● About this exercise
Look through the records and copy every line in which "pull" appears.

● Extracted entries
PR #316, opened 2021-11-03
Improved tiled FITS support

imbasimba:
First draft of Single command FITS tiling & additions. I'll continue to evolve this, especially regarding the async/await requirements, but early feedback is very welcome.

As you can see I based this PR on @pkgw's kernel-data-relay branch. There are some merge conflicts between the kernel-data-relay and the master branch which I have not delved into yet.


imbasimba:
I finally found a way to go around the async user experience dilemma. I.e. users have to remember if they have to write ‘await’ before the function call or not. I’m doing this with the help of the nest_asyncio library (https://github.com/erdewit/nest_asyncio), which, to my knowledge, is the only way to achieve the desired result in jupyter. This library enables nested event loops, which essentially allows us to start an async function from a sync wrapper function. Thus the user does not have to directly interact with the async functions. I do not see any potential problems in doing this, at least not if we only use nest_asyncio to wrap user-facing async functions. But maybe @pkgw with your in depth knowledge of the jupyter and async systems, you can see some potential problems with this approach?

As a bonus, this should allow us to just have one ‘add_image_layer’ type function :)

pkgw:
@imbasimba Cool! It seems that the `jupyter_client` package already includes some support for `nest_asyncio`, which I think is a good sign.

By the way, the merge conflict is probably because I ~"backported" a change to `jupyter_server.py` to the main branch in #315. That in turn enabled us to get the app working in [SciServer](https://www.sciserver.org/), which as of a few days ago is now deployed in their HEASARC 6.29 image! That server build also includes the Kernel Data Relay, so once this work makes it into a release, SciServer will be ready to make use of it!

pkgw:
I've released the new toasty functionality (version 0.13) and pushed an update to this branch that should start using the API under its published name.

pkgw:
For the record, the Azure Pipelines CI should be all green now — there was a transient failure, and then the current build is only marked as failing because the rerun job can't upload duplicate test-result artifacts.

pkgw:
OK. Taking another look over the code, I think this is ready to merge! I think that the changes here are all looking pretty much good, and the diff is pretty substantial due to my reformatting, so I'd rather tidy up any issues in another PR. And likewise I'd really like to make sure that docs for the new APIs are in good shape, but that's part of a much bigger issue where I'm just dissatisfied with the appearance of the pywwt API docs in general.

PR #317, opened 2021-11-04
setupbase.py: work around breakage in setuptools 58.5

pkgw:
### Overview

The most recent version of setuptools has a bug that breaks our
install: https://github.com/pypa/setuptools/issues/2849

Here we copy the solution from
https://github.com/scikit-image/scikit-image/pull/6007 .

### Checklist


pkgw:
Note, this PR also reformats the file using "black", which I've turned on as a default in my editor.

---

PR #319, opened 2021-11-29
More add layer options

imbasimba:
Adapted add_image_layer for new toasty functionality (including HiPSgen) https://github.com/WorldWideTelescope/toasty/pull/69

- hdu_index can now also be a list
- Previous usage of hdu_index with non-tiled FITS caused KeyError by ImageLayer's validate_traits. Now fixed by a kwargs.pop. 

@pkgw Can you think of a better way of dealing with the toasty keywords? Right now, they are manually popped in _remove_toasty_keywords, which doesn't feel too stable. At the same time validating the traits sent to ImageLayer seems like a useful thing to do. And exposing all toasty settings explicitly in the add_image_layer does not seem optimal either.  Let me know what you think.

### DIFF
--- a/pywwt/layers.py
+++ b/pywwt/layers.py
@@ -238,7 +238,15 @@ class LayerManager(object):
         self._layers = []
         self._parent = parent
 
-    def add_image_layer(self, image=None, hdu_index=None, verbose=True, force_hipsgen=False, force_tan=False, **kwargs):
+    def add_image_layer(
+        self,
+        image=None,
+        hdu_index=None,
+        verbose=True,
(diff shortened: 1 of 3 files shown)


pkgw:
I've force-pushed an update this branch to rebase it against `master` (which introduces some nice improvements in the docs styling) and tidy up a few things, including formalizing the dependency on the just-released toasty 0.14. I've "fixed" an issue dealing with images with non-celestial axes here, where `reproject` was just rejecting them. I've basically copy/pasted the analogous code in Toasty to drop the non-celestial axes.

● Exercise answer
https://github.com/scikit-image/scikit-image/pull/6007 .
Adapted add_image_layer for new toasty functionality (including HiPSgen) https://github.com/WorldWideTelescope/toasty/pull/69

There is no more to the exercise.